* Exercise goal: Scan the data below and state how many of its lines contain the word "ObjectId", giving only the figure.

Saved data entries
◇ ◇ ◇ ◇
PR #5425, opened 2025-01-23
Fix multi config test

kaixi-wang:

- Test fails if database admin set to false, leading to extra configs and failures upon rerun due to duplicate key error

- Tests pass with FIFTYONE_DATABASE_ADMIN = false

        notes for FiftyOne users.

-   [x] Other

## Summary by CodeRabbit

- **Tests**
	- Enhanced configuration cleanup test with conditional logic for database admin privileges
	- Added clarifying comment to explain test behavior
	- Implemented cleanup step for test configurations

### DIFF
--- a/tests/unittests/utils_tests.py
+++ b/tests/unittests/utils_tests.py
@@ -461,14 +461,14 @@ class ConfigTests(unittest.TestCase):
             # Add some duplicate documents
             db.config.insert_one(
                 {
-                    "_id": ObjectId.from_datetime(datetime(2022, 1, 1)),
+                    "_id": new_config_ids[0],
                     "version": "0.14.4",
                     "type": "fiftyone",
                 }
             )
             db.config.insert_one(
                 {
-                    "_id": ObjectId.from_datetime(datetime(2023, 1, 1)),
◇ ◇ ◇ ◇
* Answer to the exercise: 2